Karen Hackenberg is an extraordinary artist who lives in the state of Washington. With great honor and pleasure Manhattan Arts International presented her with The Healing Power of ART & ARTISTS Featured Artist Award in the Manhattan Arts International “HERStory 2017” curated art exhibition.
Her artwork was selected among more than 1,000 jpeg entries submitted by women artists around the world. She delivers powerful messages with consistent high quality artistic prowess about how we treat the world we inhabit. She is an artist who deserves international recognition for using her art to take a stand with confidence and conviction.
Her Watershed Series
When submitting her entries Hackenberg wrote, “In my painting series, ‘Watershed’, I take a light-hearted yet subversive approach to the serious subject of ocean degradation, presenting a tongue-in-cheek taxonomy of post-apocalyptic synthetic sea creatures. Painting and drawing traditionally with oil and gouache, I lovingly and meticulously craft images of monolithic beach trash in the seascape, metaphors for the magnitude of plastic debris in the world’s oceans.”
About her outstanding painting series, “Watershed”, she has written, “I take a light-hearted yet subversive approach to the serious subject of ocean degradation, presenting a tongue-in-cheek taxonomy of our new post-consumer creatures of the sea.”
Painting in a meticulous manner using oil and gouache, she embarks on her “lovingly crafting beautiful images of conventionally ugly beach cast-offs, and aiming to create provocative visual juxtapositions of form and idea.”
Hackenberg explains, “The ‘Watershed’ paintings are inspired by the incongruity of the man-made detritus found washed up on the otherwise pristine shores near my Discovery Bay WA studio; the plastic shards and PETE water bottles, plastic bags, the mismatched running shoes, the foggy plastic water bottles, the throw-away lighters, the frayed lengths of nylon rope, the spent shotgun shells, to name but a few. I collect this local flotsam as it bobs in on the waves from far and near, and with my ear to the sand for a close view, I pose and photograph it on the beach where it stands. The resulting seascape compositions depict the beach trash as monolithic, thereby providing a visual metaphor for the overwhelming magnitude of the issue of marine debris.”
Born in New Jersey and raised in rural Connecticut, the artist developed her first connections to the natural world on the shores of Long Island Sound. She went on to earn her BFA in painting from the Rhode Island School of Design. When she graduated, she moved to the western part of the U.S.

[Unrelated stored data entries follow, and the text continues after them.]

PR #1184, opened 2022-02-03
1151 shell to specific instance 2

### LINKED ISSUE #1151: Shell to specific app instance
A follow up of : https://github.com/epinio/epinio/issues/1098 (Depends on it)

## Acceptance Criteria

- The user should be able to list instances of an app (as pod names? TBD)
- The user should be able to pass the desired instance to `epinio app exec` and get a shell to that one. This parameter can be optional. If not set, we give a shell to a random instance.
- [Optional] Tab completion for the above parameter. This way the user doesn't have to run one command to discover instances and one to get a shell.

We probably have to implement a new endpoint to list application instances or make it part of `AppShow`. The UI will need some information about instances too so let's make sure we are in sync. cc @richard-cox

jimmykarily:
Fixes #1151

### DIFF
--- a/acceptance/api/v1/application_exec_test.go
+++ b/acceptance/api/v1/application_exec_test.go
@@ -24,88 +24,144 @@ var _ = Describe("AppExec Endpoint", func() {
 
 	containerImageURL := "splatform/sample-app"
 
-	BeforeEach(func() {
-		namespace = catalog.NewNamespaceName()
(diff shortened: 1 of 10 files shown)


andreas-kupries (changes requested):
Missing swagger spec update

enrichman (dismissed):

andreas-kupries (approved):

PR #1189, opened 2022-02-04
Try to deduplicate the staging logs display in tests

### LINKED ISSUE #1177: Simplify handling of staging logs in the testsuite
See https://github.com/epinio/epinio/pull/1141#discussion_r797779699

In reference to `OnStageFailureShowStagingLogs`
@manno wrote:
> It's unfortunate that we have to copy it everywhere. But I guess a more generic FailHandler (https://github.com/epinio/epinio/blob/tekton-removal/acceptance/suite_test.go#L69-L82) wouldn't have access to the context.
>
> Maybe having a more specialized env.EpinioPush(...) that includes this functionality would work.

manno:
Fix #1177

Trying to make sure this is done for every epinio push, however there
was one special case.

### DIFF
--- a/acceptance/apps_env_test.go
+++ b/acceptance/apps_env_test.go
@@ -68,9 +68,7 @@ var _ = Describe("apps env", func() {
 
 			It("is not present in the pushed workload", func() {
 				appDir := "../assets/sample-app"
-				out, err := env.Epinio(appDir, "apps", "push",
-					"--name", appName)
-				env.OnStageFailureShowStagingLogs(err, out, appName)
+				out, err := env.EpinioPush(appDir, appName, "--name", appName)
 				Expect(err).ToNot(HaveOccurred(), out)
 
 				Expect(deployedEnv(namespace, appName)).ToNot(MatchRegexp("MYVAR"))
@@ -104,9 +102,7 @@ var _ = Describe("apps env", func() {
 
 			It("is injected into the pushed workload", func() {
 				appDir := "../assets/sample-app"
-				out, err := env.Epinio(appDir, "apps", "push",
-					"--name", appName)
-				env.OnStageFailureShowStagingLogs(err, out, appName)
+				out, err := env.EpinioPush(appDir, appName, "--name", appName)
 				Expect(err).ToNot(HaveOccurred(), out)
 
 				Expect(deployedEnv(namespace, appName)).To(MatchRegexp("MYVAR"))
@@ -117,9 +113,7 @@ var _ = Describe("apps env", func() {
 	Describe("deployed app", func() {
 		BeforeEach(func() {
 			appDir := "../assets/sample-app"
-			out, err := env.Epinio(appDir, "apps", "push",
-				"--name", appName)
-			env.OnStageFailureShowStagingLogs(err, out, appName)
+			out, err := env.EpinioPush(appDir, appName, "--name", appName)
 			Expect(err).ToNot(HaveOccurred(), out)
 		})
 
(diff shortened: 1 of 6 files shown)


andreas-kupries (approved):
Looks as envisioned

acceptance/apps_env_test.go
```diff
@@ -68,9 +68,7 @@ var _ = Describe("apps env", func() {
 
 			It("is not present in the pushed workload", func() {
 				appDir := "../assets/sample-app"
-				out, err := env.Epinio(appDir, "apps", "push",
-					"--name", appName)
-				env.OnStageFailureShowStagingLogs(err, out, appName)
+				out, err := env.Epinio(appDir, appName)
```
andreas-kupries, line 71: Should this be `EpinioPushDir` ?

acceptance/helpers/machine/apps.go
```diff
@@ -18,11 +18,9 @@ func (m *Machine) MakeApp(appName string, instances int, deployFromCurrentDir bo
 }
 
 func (m *Machine) MakeContainerImageApp(appName string, instances int, containerImageURL string) string {
-	pushOutput, err := m.Epinio("", "apps", "push",
-		"--name", appName,
+	pushOutput, err := m.Epinio("", "apps", "push", appName,
```
andreas-kupries, line 21: Should this be EpinioPushDir ?

acceptance/apps_env_test.go
manno: According to @jimmykarily there is no staging log for container image pushes, so I removed that.

Honestly, the way it works right now (if an error happens, look for staging in the error message), it might just be easier to always check the error in the old `env.Epinio` and not add any new helpers.

acceptance/helpers/machine/apps.go
manno: This is also used to push container imagers.

acceptance/apps_test.go
```diff
@@ -498,8 +488,7 @@ configuration:
 
 				By("pushing the app specified in the manifest")
 
-				out, err := env.Epinio("", "apps", "push", manifestPath)
-				env.OnStageFailureShowStagingLogs(err, out, appName)
+				out, err := env.EpinioPush("", appName, manifestPath)
```
andreas-kupries, line 491: I guess this case is why we have to repeat the `--name appName` in all the other cases, instead of having `Push` adding it automatically to the command line, right ?

andreas-kupries (changes requested):

acceptance/apps_test.go
```diff
@@ -266,10 +260,10 @@ configuration:
 		It("uses the custom builder to stage", func() {
 			By("Pushing a golang app")
 			appDir := "../assets/golang-sample-app"
-			pushLog, err := env.Epinio(appDir, "apps", "push",
+			pushLog, err := env.EpinioPush(appDir,
 				"--name", appName,
+				appName,
```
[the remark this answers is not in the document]
manno: Ah thanks for catching that.

acceptance/apps_test.go
manno: Yes, the app name arg is now duplicated in most requests and it's not really apparent why, unless one looks into the EpinioPush func. However it does shorten the code nicely, at least around pushing, the other epinio commands are still verbose.

I also tried this https://github.com/epinio/epinio/compare/dedup-staginglogs-handler-alt4. Doesn't read as nice, but maybe less surprising?

andreas-kupries (approved):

While living in the San Francisco Bay Area Hackenberg worked in architecture and ecological textile design where she began to develop her unique juxtaposition of man-made shapes and natural forms. Fifteen years later she moved to the Pacific Northwest, and currently resides along the shoreline of Discovery Bay near Port Townsend, Washington.
Career Achievements and Accolades
Karen Hackenberg has exhibited extensively in museums and galleries around the Northwest and throughout the U.S., including an ocean-themed exhibition “Beneath the Surface: Rediscovering a World Worth Conserving” which took place at the American Association for the Advancement of Science headquarters in Washington DC. One of her one-person exhibitions took place at the Bainbridge Island Museum of Art, where she was interviewed by art critic Gary Faigin for a live-audience podcast.
The artist participated in a panel discussion on the topic of climate change along with fellow artists and prominent NOAA scientists as part of the “Neo-Naturalists” group exhibition at the Museum of Northwest Art.
Her artwork is included in many private collections and permanent public collections including the New York State Museum in Albany, New York and Providence Medical Center near Seattle, Washington. Five of her paintings were purchased for the Washington State Art Collection, and are also included in the Bainbridge Island Museum of Art.
Karen Hackenberg is a recipient of an Artist Trust (Seattle) GAP grant to turn her “Watershed” series into a limited edition bound book published by Marquand Editions and Paper Hammer.
One of the many artist residencies she has attended includes IslandWood: School in the Woods, where she develops her own artwork and shares her love of art and nature preservation with the children living in the Seattle area.